Familiarity and conceptual priming engage distinct cortical networks.

Full Abstract

Familiarity refers to an explicit recognition experience without any necessary retrieval of specific detail related to the episode during which initial learning transpired. Prior experience can also implicitly influence subsequent processing through a memory phenomenon termed conceptual priming, which occurs without explicit awareness of recognition. Resolving current theoretical controversy on relationships between familiarity and conceptual priming requires a clarification of their neural substrates. Accordingly, we obtained functional magnetic resonance images in a novel paradigm for separately assessing neural correlates of familiarity and conceptual priming using famous and nonfamous faces. Conceptual priming, as shown by more accurate behavioral responses to strongly conceptually primed than to weakly conceptually primed faces, was associated with activity reductions in left prefrontal cortex, whereas familiarity was associated with activity enhancements in right parietal cortex for more-familiar compared with less-familiar faces. This neuroimaging evidence implicates separate neurocognitive processes operative in explicit stimulus recognition versus implicit conceptual priming.

 

Author information

Author/s: Voss, Joel L (JL); Reber, Paul J (PJ); Mesulam, M-Marsel (MM); Parrish, Todd B (TB); Paller, Ken A (KA);

Affiliation: Interdepartmental Neuroscience Program, Department of Psychology, 2029 Sheridan Road, Northwestern University, Evanston, IL 60208-2710, USA. joel-voss(-atsign-)northwestern.edu

Grants: P30 AG013854-13 (Agency:NIA NIH HHS) ; P30 AG13854 (Agency:NIA NIH HHS) ; R01 NS34639 (Agency:NINDS NIH HHS) ; T32 AG20506 (Agency:NIA NIH HHS)

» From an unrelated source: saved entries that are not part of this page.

PR #6382, opened 2026-06-18
Add MCXA577 USB device support

bogdan-petru:
Adds USB device support for MCXA577's ChipIdea/EHCI USBHS controller, forced to full-speed operation, plus `embassy-usb` HID mouse and CDC ACM serial examples.

Depends on embassy-rs/nxp-pac#108 for generated MCXA577 USBHS/USBPHY PAC register blocks.

This currently pins `nxp-pac` to `bogdan-petru/nxp-pac@1a3fd38855dc1d9c81c3ecdf7be2188e363180f0` so it builds before the PAC PR merges. After embassy-rs/nxp-pac#108 merges, update this PR to the upstream `embassy-rs/nxp-pac` revision.


embassy-mcxa/src/usb/clock.rs
```diff
@@ -0,0 +1,176 @@
...
+    }
+}
+
+/// Enable the USB controller and PHY clock gates in MRCC, select clock sources,
+/// and bring up the USBPHY for the EHCI device controller.
+///
+/// # Safety
+/// Must be called once during USB initialization with exclusive access to the
+/// MRCC and USBPHY. The SOSC / PHY reference clock must already be running.
+pub(crate) unsafe fn init_clocks_and_phy(cfg: &PhyConfig) {
```
felipebalbi: This function shouldn't exist. You should use the clock configuration helpers like every other driver.

embassy-mcxa/src/usb/clock.rs
```diff
@@ -0,0 +1,176 @@
+//! USB clock gating and USBPHY bring-up for the MCXA5xx USBHS controller.
+//!
+//! This mirrors the NXP MCUXpresso SDK `USB_DeviceClockInit` / `USB_EhciPhyInit`
+//! sequence, reduced to what a full-speed device needs.
+
+// Some bit constants and the deinit path document the hardware but are not all
+// exercised by the current full-speed device bring-up.
+#![allow(dead_code)]
```
felipebalbi: This should not be needed. At least keep the constants commented out. I also wonder if these constants aren't exposed through methods in the PAC already. Do we need to patch the PAC?

embassy-mcxa/src/ostimer.rs
```diff
@@ -182,7 +182,7 @@ impl Driver for OsTimer {
 }
 
 #[allow(non_snake_case)]
-#[interrupt]
+#[crate::pac::interrupt]
```
felipebalbi: looks like an unrelated change.

embassy-mcxa/Cargo.toml
```diff
@@ -59,15 +62,15 @@ grounded = { version = "0.2.1", features = ["cas", "critical-section"] }
 heapless = "0.9"
 maitake-sync = { version = "0.3.0", default-features = false, features = ["critical-section", "no-cache-pad"] }
 nb = "1.1.0"
-nxp-pac = { git = "https://github.com/embassy-rs/nxp-pac.git", rev = "a46946e7f5ba3b5d8136f2962400300d54a99d6c", features = ["rt"] }
+nxp-pac = { git = "https://github.com/bogdan-petru/nxp-pac.git", rev = "1a3fd38855dc1d9c81c3ecdf7be2188e363180f0", features = ["rt"] }
```
felipebalbi, line 69: You need to send a PR to the upstream PAC, it seems.

embassy-mcxa/src/usb/ehci.rs
```diff
@@ -0,0 +1,173 @@
...
+
+// ---- USBCMD bits ----
+/// Run/Stop.
+pub(crate) const USBCMD_RS: u32 = 1 << 0;
+/// Controller reset.
+pub(crate) const USBCMD_RST: u32 = 1 << 1;
+/// Setup tripwire.
+pub(crate) const USBCMD_SUTW: u32 = 1 << 13;
+/// Add dTD tripwire.
+pub(crate) const USBCMD_ATDTW: u32 = 1 << 14;
```
felipebalbi: it really looks like all the constants in this file should be provided by the PAC with accessor methods. Why aren't they?

felipebalbi (changes requested):

embassy-mcxa/src/usb/mod.rs
```diff
@@ -0,0 +1,1263 @@
...
+                r.clear_endptcomplete(complete);
+            }
+            for ep in 0..EP_COUNT {
+                let out = EndpointSlot::new(ep, Direction::Out);
+                let in_ = EndpointSlot::new(ep, Direction::In);
+                if setup & (1 << ep) != 0 || complete & out.endpoint_bit() != 0 {
+                    out.waker().wake();
+                }
+                if complete & in_.endpoint_bit() != 0 {
+                    in_.waker().wake();
```
felipebalbi: This wake loop only wakes the OUT-direction waker on a SETUP (`setup & (1 << ep)` -> `out.waker()`); the IN waker is only woken on an IN completion. But an in-flight EP0 IN transfer (the data phase of a control-IN, or the IN ZLP in `accept`/`accept_set_address`) relies on its own waker firing to re-run the `abort_on_setup` check in `ep_transfer`. When the host abandons that transfer and sends a new SETUP, hardware doesn't complete the pending IN dTD, so the IN waker never fires and the future never aborts. That's the 'control pipe gets stuck' case the `ControlPipe` docs warn about, and it shows up during ordinary enumeration retries. I think a SETUP needs to wake both directions of the affected endpoint (EP0 at minimum).

embassy-mcxa/src/usb/mod.rs
```diff
@@ -0,0 +1,1263 @@
...
+impl<T: Instance> interrupt::typelevel::Handler<T::Interrupt> for InterruptHandler<T> {
+    unsafe fn on_interrupt() {
+        let r = regs();
+        let status = r.usbsts() & r.usbintr();
+        // Acknowledge all handled sources (write-1-to-clear).
+        r.clear_usbsts(status);
+
+        if status & USBSTS_URI != 0 {
+            FLAG_RESET.store(true, Ordering::Relaxed);
+            BUS_WAKER.wake();
```
felipebalbi, line 644: On a bus reset we only wake `BUS_WAKER`, so any class endpoint with an outstanding `read`/`write` is never woken. The reset handler in `Bus::poll` flushes the endpoints, but `ENDPTFLUSH` doesn't write the dTD token back to memory or raise a completion interrupt, and `embassy-usb`'s reset handling doesn't call `endpoint_set_enabled(false)`, so nothing ever re-polls the endpoint future and the class task wedges. We should wake all `EP_WAKERS` here (and on suspend) so in-flight transfers re-evaluate and unwind. Note that after a flush the dTD reads back inactive with `remaining == len`, so the future would currently return `Ok(0)` rather than an error, so it's worth deciding what the right post-reset result is.

embassy-mcxa/src/usb/mod.rs
```diff
@@ -0,0 +1,1263 @@
...
+}
+static EP_BUFFERS: DmaCell<EpBuffers> = DmaCell::new(EpBuffers {
+    buf: [[0; FS_MAX_PACKET as usize]; EP_COUNT * 2],
+});
+
+async fn ep_read(index: usize, buf: &mut [u8]) -> Result<usize, EndpointError> {
+    let slot = EndpointSlot::new(index, Direction::Out);
+    let bounce = ep_buffer_ptr(slot);
+    let cap = FS_MAX_PACKET as usize;
+    let n = ep_transfer(slot, bounce, cap, false).await?;
```
felipebalbi: This always primes a 64-byte transfer regardless of the endpoint's negotiated max packet size (the value stored in `EP_MAX_PACKET` is never used here). A ChipIdea dTD stays active until the byte count reaches 0 or a short packet arrives, so for any OUT endpoint with `mps < 64` a single full-size packet leaves the dTD active and `read` blocks until enough packets accumulate to reach 64. That breaks the 'one packet per read' contract for interrupt-OUT / HID-OUT endpoints and for a control pipe configured with `max_packet_size_0 < 64`. The shipped examples happen to use 64-byte OUT endpoints so they don't hit it. We should prime against the endpoint's configured max packet size instead of `FS_MAX_PACKET`.

embassy-mcxa/src/usb/mod.rs
```diff
@@ -0,0 +1,1263 @@
...
+        #[cfg(feature = "defmt")]
+        defmt::trace!(
+            "usb: stall ep{=usize} dir={=u8} stalled={=u8}",
+            slot.index,
+            slot.dir_num(),
+            stalled as u8
+        );
+        r.modify_endptctrl(slot.index, |v| {
+            let bit = endpoint_stall_bit(slot);
+            if stalled { v | bit } else { v & !bit }
```
felipebalbi: When clearing a stall (`stalled == false`) we only clear the stall bit; we don't reset the data toggle. USB 2.0 section 9.4.5 requires `CLEAR_FEATURE(ENDPOINT_HALT)` to reset the toggle to DATA0, and embassy-usb services that purely through `endpoint_set_stalled(addr, false)`. Without also asserting `RXR`/`TXR` here (as `configure_endpoint` already does), the device and host toggles desync after a halt/clear-halt cycle and subsequent transfers get silently dropped. That's the standard bulk error-recovery path, so it will bite. NXP's own `USB_DeviceEhciEndpointUnstall` resets the toggle on unstall.

embassy-mcxa/src/usb/mod.rs
```diff
@@ -0,0 +1,1263 @@
...
+    }
+
+    let r = regs();
+    let prime_bit = slot.endpoint_bit();
+
+    dma_write_barrier();
+
+    // Prime the endpoint. We allow only one outstanding dTD per endpoint
+    // direction, so there is no need to use the add-dTD tripwire (ATDTW).
+    r.set_endptprime(prime_bit);
```
felipebalbi, line 1244: Once the endpoint is primed here, the transfer isn't cancel-safe: if the future is dropped before completion (e.g. wrapped in `with_timeout`/`select`, or a control future dropped when `bus.poll()` wins the `select` in `run_until_suspend` on a suspend/resume), the dTD stays ACTIVE and the controller still owns the bounce buffer. The next transfer on this endpoint direction rewrites the descriptor/buffer and re-primes, potentially while the controller is still DMA-ing the abandoned one. A drop guard that flushes the endpoint (and waits for `ENDPTFLUSH` to drain) before releasing the dTD would make this safe.

embassy-mcxa/src/usb/mod.rs
```diff
@@ -0,0 +1,1263 @@
...
+                };
+                if r.usbcmd() & USBCMD_SUTW != 0 {
+                    break bytes;
+                }
+            };
+            r.modify_usbcmd(|v| v & !USBCMD_SUTW);
+            // Acknowledge the setup status.
+            r.clear_endptsetupstat(stat);
+            r.modify_endptctrl(0, |v| v & !(EPCTRL_TXS | EPCTRL_RXS));
+            FLAG_SETUP.store(false, Ordering::Relaxed);
```
felipebalbi: Clearing `ENDPTSETUPSTAT` after the SUTW copy loop leaves a race: a second SETUP arriving in the window between the tripwire confirming this packet and this `clear_endptsetupstat(stat)` re-asserts the status bit, which the write-1-to-clear then discards. The next `setup()` sees `endptsetupstat & 1 == 0` and parks forever. The ChipIdea-recommended sequence clears `ENDPTSETUPSTAT` before the SUTW read loop precisely so a racing SETUP re-sets the bit and is preserved. I'd also drop the `FLAG_SETUP.store(false)` here and treat the hardware status bit as the single source of truth.

embassy-mcxa/src/usb/mod.rs
```diff
@@ -0,0 +1,1263 @@
...
+    let r = regs();
+    let prime_bit = slot.endpoint_bit();
+
+    dma_write_barrier();
+
+    // Prime the endpoint. We allow only one outstanding dTD per endpoint
+    // direction, so there is no need to use the add-dTD tripwire (ATDTW).
+    r.set_endptprime(prime_bit);
+    // Wait until the controller has acknowledged the prime.
+    while r.endptprime() & prime_bit != 0 {}
```
felipebalbi: This is a synchronous busy-wait on a hardware bit in an async path (there are similar ones at the flush inside the `poll_fn` below, and `while r.endptprime() != 0 {}` in the reset handler). On a single-threaded executor, if the bit never clears (transfer primed while `RS=0`, host-held reset signaling, a clock/PLL fault) it wedges every task, not just USB, including any watchdog feeder. These steady-state/reset-path spins should be bounded and unwind to an error rather than hang. The init-time spins in `clock.rs` are fine since they match the existing clock bring-up style; this is specifically about the loops on the live traffic path.

embassy-mcxa/src/usb/mod.rs
```diff
@@ -0,0 +1,1263 @@
...
+        r.set_usbintr(0);
+        r.clear_usbsts(ALL_USBSTS);
+        UsbInterrupt::disable();
+
+        // SAFETY: dropping the bus is the terminal owner path for the USBHS
+        // peripheral. Embassy's USB device graph drops endpoint/class handles
+        // with the bus, so no further endpoint transfer should touch the gated
+        // controller registers after this point.
+        unsafe {
+            clock::deinit_clocks_and_phy();
```
felipebalbi: Two concerns with tearing the clocks/PHY down in `Bus::drop`. First, it reaches into `MRCC0` directly instead of going through the clocks subsystem, the same boundary issue as the bring-up but on teardown. Second, Rust doesn't guarantee the `Endpoint`s are dropped before the `Bus` in the embassy-usb device aggregate, so a suspended `ep_transfer` future can be polled after the clock is gated and fault when it reads `ENDPTCTRL`. The SAFETY note asserts this won't happen but nothing enforces it. I'd move clock/PHY teardown to the `Driver`/`Peri` lifetime (matching nrf/stm32, which never deinit from `Bus`) and limit `Bus::drop` to stopping the controller.

embassy-mcxa/src/usb/mod.rs
```diff
@@ -0,0 +1,1263 @@
...
+            config.phy.pll_div_sel,
+            config.phy.d_cal,
+            config.phy.txcal45dp,
+            config.phy.txcal45dm
+        );
+        // SAFETY: we own the USB peripheral and bring up its clocks/PHY once.
+        unsafe {
+            clock::init_clocks_and_phy(&config.phy);
+        }
+        reset_controller();
```
felipebalbi, line 852: `Driver::new` resets the per-instance `alloc_*` bitmaps but not the module statics. After a `Bus` is dropped the `Peri` is free again, and a second `new` starts with stale `EP_TYPE`/`EP_MAX_PACKET`, possibly-latched `FLAG_*`, leftover QH/dTD tokens, and registered `EP_WAKERS`. That will produce spurious reset/setup events and mis-typed endpoints on re-init. Either zero the USB statics here (an explicit `reset_state()`), or gate construction on a one-shot claim and still re-zero the side tables.

embassy-mcxa/src/usb/mod.rs
```diff
@@ -0,0 +1,1263 @@
...
+
+// =========================================================================
+// Instance trait
+// =========================================================================
+
+trait SealedInstance {}
+
+/// USB peripheral instance.
+#[allow(private_bounds)]
+pub trait Instance: SealedInstance + PeripheralType + 'static {
```
felipebalbi: The `Instance`/`SealedInstance` machinery doesn't really do anything here: `SealedInstance` is empty, registers come from the hardwired `regs() -> UsbRegs(USB1)` free function, and the `type UsbInterrupt = USB1_HS` alias below is what the `Bus`/enable/disable paths actually use instead of `T::Interrupt`, so the generic `T` can't select anything. It also drops the `+ Send` bound the other embassy-mcxa `Instance`s carry. I'd either make this real by tying `SealedInstance` to `clocks::Gate` with a `regs()` accessor (which would also fold the clock bring-up into the standard path), or drop the trait entirely and take `Peri<'d, USB1>` concretely.

embassy-mcxa/src/usb/clock.rs
```diff
@@ -0,0 +1,176 @@
...
+    pub txcal45dp: u32,
+    /// `TXCAL45DM` trim value.
+    pub txcal45dm: u32,
+    /// PLL divider select for the reference clock (2 = 24 MHz reference).
+    pub pll_div_sel: u32,
+}
+
+impl Default for PhyConfig {
+    fn default() -> Self {
+        Self::frdm_mcxa577()
```
felipebalbi: Making `frdm_mcxa577()` the `Default` means `Config::default()` bakes one specific board's analog trims into the generic HAL, so any other MCXA5xx board that uses the default silently gets FRDM-MCXA577 calibration. Board calibration like this usually lives in the example/BSP, with the HAL default being the reset/nominal values (or no default at all). The raw `u32` fields are also silently masked with `& 0xF` at use, so an out-of-range trim is swallowed rather than rejected; narrower types or a validation step would catch that.

embassy-mcxa/src/usb/mod.rs
```diff
@@ -0,0 +1,1263 @@
...
+// mutable access. The controller may access the memory concurrently as DMA, so
+// all synchronization with hardware is done with explicit barriers.
+unsafe impl<T> Sync for DmaCell<T> {}
+
+// ---- DMA-visible controller structures (statically allocated) ----
+//
+// MCXA577 SRAM is treated as non-cacheable by the current MCX-A target setup.
+// If this driver is reused on a target with data-cacheable SRAM, these
+// descriptors and bounce buffers must either be placed in a non-cacheable
+// section or wrapped with explicit cache clean/invalidate operations.
```
felipebalbi: This non-cacheable assumption is load-bearing but completely unguarded: the DMA structures rely on it with only `dsb()` barriers, no clean/invalidate, no dedicated linker section, and no assertion. If the part is ever ported, or an app enables a data cache covering `QH_LIST`/`DTD_LIST`/`EP_BUFFERS`, you get silent descriptor/payload corruption with no fault. I'd put these in a dedicated non-cacheable section and/or add a `debug_assert!` on the region attribute, and keep clean/invalidate stubs next to the barriers so a port can't miss them.

embassy-mcxa/src/usb/mod.rs
```diff
@@ -0,0 +1,1263 @@
...
+                FLAG_SETUP.store(false, Ordering::Relaxed);
+                let complete = r.endptcomplete();
+                r.clear_endptcomplete(complete);
+                while r.endptprime() != 0 {}
+                r.set_endptflush(ALL_ENDPOINT_BITS);
+                r.set_deviceaddr(0);
+                init_control_qh(self.control_max_packet_size);
+                return Poll::Ready(Event::Reset);
+            }
+            if FLAG_RESUME.swap(false, Ordering::Relaxed) {
```
felipebalbi: Draining the three event flags in fixed priority (reset, then resume, then suspend) can reorder events: if a real suspend->resume happens between two polls, both flags are set and we report Resume before Suspend, leaving the stack `suspended` while the bus is live until the next resume. Modeling the bus event off the observed `PORTSC1` state and emitting edges in occurrence order would avoid this; if we keep it simple, it's worth a comment that suspend/resume edges are best-effort.

embassy-mcxa/src/usb/mod.rs
```diff
@@ -0,0 +1,1263 @@
...
+        }
+        if status & USBSTS_SLI != 0 {
+            FLAG_SUSPEND.store(true, Ordering::Relaxed);
+            BUS_WAKER.wake();
+        }
+        if status & USBSTS_PCI != 0 {
+            // Port change: treat as resume notification.
+            FLAG_RESUME.store(true, Ordering::Relaxed);
+            BUS_WAKER.wake();
+        }
```
felipebalbi, line 670: Mapping every port-change interrupt to Resume is pretty loose: PCI also fires on connect, port-enable changes, and speed changes, so we'll emit spurious `Resume` events (e.g. at initial attach before any suspend). It'd be more accurate to gate this on actually being suspended, or to derive suspend/resume from the `PORTSC1` suspend bit rather than the raw PCI latch.

embassy-mcxa/src/usb/mod.rs
```diff
@@ -0,0 +1,1263 @@
...
+                    out.waker().wake();
+                }
+                if complete & in_.endpoint_bit() != 0 {
+                    in_.waker().wake();
+                }
+            }
+        }
+
+        // Mask further interrupts are not needed: sources are level and cleared above.
+        T::Interrupt::unpend();
```
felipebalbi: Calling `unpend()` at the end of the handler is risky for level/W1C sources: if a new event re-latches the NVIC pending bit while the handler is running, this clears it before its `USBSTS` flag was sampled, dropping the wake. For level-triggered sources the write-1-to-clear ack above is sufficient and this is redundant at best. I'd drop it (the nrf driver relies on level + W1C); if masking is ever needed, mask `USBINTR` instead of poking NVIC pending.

Journal and publication information

Publication Type: Journal Article; Research Support, N.I.H., Extramural; Research Support, Non-U.S. Gov't; Research Support, U.S. Gov't, Non-P.H.S.

Journal: Cerebral cortex (New York, N.Y. : 1991) (Cereb Cortex), published in United States. (Language: eng)

Reference: 2008-Jul; vol 18 (issue 7) : pp 1712-9

Dates: Created 2008/06/18; Completed 2008/08/21; Revised 2009/09/04;

PMID: 18056085, status: MEDLINE (last retrieval date: 9/7/2009, IMS Date: )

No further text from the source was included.